Expression analysis also indicated differences in the expression levels of SPL genes within the same clade (e.g., Clades 2 and 3). These genes showed either decreased expression or were no longer expressed. These SPL genes were also not expressed in other tissues and periods (Fig. 4). The reduced expression levels may be affected by defunctionalizations and subfunctionalizations during evolution. One possible hypothesis is that the moderate expression level of the SPL genes (assumed to be homologous) is due to the redundancy of their functions. These genes are maintained in the plant genome and can compensate for mutations that may occur during evolution, so that plant growth is unaffected and the mutations have no obvious side effects.

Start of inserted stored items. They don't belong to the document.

PR #4352, opened 2026-07-30
Fix: allow manage_own_api_key to delete elasticstack_elasticsearch_security_api_key

### LINKED ISSUE #4351: [Bug] elasticstack_elasticsearch_security_api_key delete requires manage_api_key even when the key is owned by the calling user
**Describe the bug**
Destroying (or replacing) an `elasticstack_elasticsearch_security_api_key` resource fails with a 403 unless the Elasticsearch user configured on `elasticsearch_connection` has the broad `manage_api_key` (or `manage_security`) cluster privilege. The `manage_own_api_key` privilege, which is documented as sufficient to create/manage API keys owned by the calling user, is not accepted.

This happens because `DeleteAPIKey` (`internal/clients/elasticsearch/security_api_key.go`) always calls the Invalidate API Key endpoint with an explicit `ids` list and never sets `"owner": true`:

```go
_, err := typedClient.Security.InvalidateApiKey().Request(&invalidateapikey.Request{
    Ids: []string{id},
}).Do(ctx)
```

Per the [Invalidate API Key API docs](https://www.elastic.co/docs/api/doc/elasticsearch/operation/operation-security-invalidate-api-key):

> To use this API, you must have at least the `manage_security`, `manage_api_key`, or `manage_own_api_key` cluster privileges. The `manage_security` privilege allows deleting any API key, including both REST and cross cluster API keys. The `manage_api_key` privilege allows deleting any REST API key, but not cross cluster API keys. The `manage_own_api_key` only allows deleting REST API keys that are owned by the user. In addition, with the `manage_own_api_key` privilege, an invalidation request must be issued in one of the three formats:
> 1. Set the parameter `owner=true`.
> 2. Or, set both `username` and `realm_name` to match the user's identity.
> 3. Or, if the request is issued by an API key, that is to say an API key invalidates itself, specify its ID in the `ids` field.

Because the provider always sends `ids` alone without `owner: true` (and the calling credential is normally a user/service account, not an API key invalidating itself), none of the three `manage_own_api_key` request formats are satisfied, so Elasticsearch falls back to requiring `manage_api_key`.

**To Reproduce**
1. TF configuration used: an `elasticstack_elasticsearch_security_api_key` resource, with `elasticsearch_connection` pointed at a user/service account whose role only grants `manage_own_api_key` (plus whatever cluster privileges are needed to create the key, e.g. `monitor`).
2. TF operations to execute to get the error: `terraform apply` followed by `terraform destroy` (or any change that requires replacing the resource).
3. See the error in the output:
```
Error: status: 403, failed: [security_exception], reason: action
[cluster:admin/xpack/security/api_key/invalidate] is unauthorized for user
[build_queue_writer] with effective roles
[build_queue_writer,manage_own_api_keys,monitor_cluster], this action is
granted by the cluster privileges [manage_api_key,manage_security,all]
```

**Expected behavior**
When the resource's API key is invalidated, the provider should be able to authorize the request with `manage_own_api_key` alone (the same privilege that already covers create), by sending the invalidate request with `owner: true` (request format 1 above) rather than only `ids`.

 - Provider: `elasticstack_elasticsearch_security_api_key` resource
 - Elasticsearch Version: any version supporting the Invalidate API Key API's `owner` flag (added in 6.7.0)

**Additional context**
Affected code: `internal/clients/elasticsearch/security_api_key.go` (`DeleteAPIKey`), called from `internal/elasticsearch/security/apikey/resource/delete.go` and `internal/elasticsearch/security/apikey/ephemeral/resource.go`.

I'll open a PR that adds an optional `owner` attribute (default `true`) to the resource schema and threads it through to the Invalidate API Key request's `owner` flag.

aklakina:
Fixes #4351

## Changelog
Customer impact: fix
Summary: Add an optional `owner` attribute (default `true`) to `elasticstack_elasticsearch_security_api_key` so deleting/invalidating the key can be authorized with the `manage_own_api_key` cluster privilege instead of always requiring `manage_api_key`.

## Detailed changes

`DeleteAPIKey` (`internal/clients/elasticsearch/security_api_key.go`) always invalidated API keys by sending an id-scoped Invalidate API Key request (`ids: [...]`) without setting `owner: true`.

Per the [Invalidate API Key API docs](https://www.elastic.co/docs/api/doc/elasticsearch/operation/operation-security-invalidate-api-key), the `manage_own_api_key` cluster privilege only authorizes an invalidate request when it is issued in one of three formats:
1. `owner=true` is set.
2. Both `username` and `realm_name` are set and match the caller's identity.
3. The request is issued by an API key invalidating itself, identified via `ids`.

The provider always sent `ids` alone (format 3 requires the *caller* to be authenticating as that same API key, which isn't the case for a Terraform-managed connection), so none of the three formats were satisfied and Elasticsearch required the broader `manage_api_key`/`manage_security` privilege instead, even for a key actually owned by the calling user.

Changes:
- `DeleteAPIKey` now accepts an `owner bool` parameter and sets it on the `invalidateapikey.Request` (satisfying format 1 above, which is compatible with also specifying `ids`).
- Added a new `owner` attribute (`Optional`, `Computed`, default `true`) to the `elasticstack_elasticsearch_security_api_key` resource schema, threaded through to `DeleteAPIKey` via a new `TfModel.OwnerValue()` helper (defaults to `true` when null/unknown).
- The ephemeral `security_api_key` resource does not expose an `owner` attribute; its `Close` callback always invalidates with `owner: true` (an ephemeral key is always owned by the invoking connection).
- Updated existing unit tests (`ephemeral/resource_test.go`, `ephemeral/acc_test.go`) for the new `DeleteAPIKey` signature, and added `TestTfModelOwnerValue` covering the null/unknown/true/false cases.
- Updated `docs/resources/elasticsearch_security_api_key.md` with the new `owner` attribute description.

### Limitations / follow-up
- `owner: false` (i.e. deleting keys not owned by the caller) still requires `manage_api_key`/`manage_security`; this PR doesn't change that, it only makes the common "delete my own key" case work with the narrower `manage_own_api_key` privilege.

SPL genes are regulated by miR156

Previous research has revealed that the genes encoding short SPL proteins are largely regulated by miR156 and miR157, with their complementary sites at the 3′ untranslated or coding regions of the genes (Matthew et al. 2002). Our results suggested that 88% of C. cathayensis SPL genes (15 genes) in Clade 3, except for Clade 3.1, was regulated by miR156 (Fig. S5 and Table S6). Only a few of the C. cathayensis SPL genes were clustered into Clade 3.1 (Fig. S1), which contained SPL genes of A. thaliana (AtSPL8) and P. trichocarpa (PtSPL21 and PtSPL26). Previous studies have concluded that AtSPL8, PtSPL21, and PtSPL26 were not regulated by either miR156 or miR157 (Preston and Hileman 2013; Li and Lu 2014). Therefore, the lack of regulation of Clade 3.1 SPL genes by miR156 appears to be universal among species. The miR156 target sequence is located at base positions 681 to 2081 (encoding amino acids 227 to 693), and none of Clade 3 SPL genes have a miR156-targeted site in their SBP domain (Table S6). This observation suggests that the miR156 regulatory site is not affected by selection sites. The miR156 regulatory sites are not easily affected even when species have evolved under environmental selection pressures.

Conclusions

In this study, we performed a phylogenetic analysis of the SPL gene family of the Juglandaceae and other land plant species. We identified 293 SPL genes in 13 species, with J. regia, C. cathayensis, and C. illinoinensis containing 30, 30, and 37 SPL genes, respectively. We have classified the SPL gene family into three major clades, and further divided them into 10 small clades. All clades of the SPL gene family have been purified and have evolved to stabilize. However, the purifying selection of the Juglandaceae SPL genes was smaller than that of the angiosperms. Our results indicated that the Juglandaceae SPL gene is more susceptible to functional differentiation than are the SPL genes of most angiosperms. The Clade 3.5 has the highest ω-value and the greatest differentiation potential. Expression analysis indicated that the SPL genes of Clade 3.5 were indeed different from the SPL genes of other branches in Clade 3 and are highly expressed in roots. It will be interesting to see if similar functions can be assigned to the Juglandaceae SPL genes in this clade. The expression analysis also showed that Clade 1 and the other two branches show spatial and temporal differences. Clade 1 genes are highly expressed in various tissues and organs, and this expression profile is closely related to many motif combinations at the C-terminal. We also observed a branch-specific membrane structure and many selection sites at the C-terminal of Clade 1. This structure and these sites will be important entry points for revealing the functional differentiation of the SPL gene family.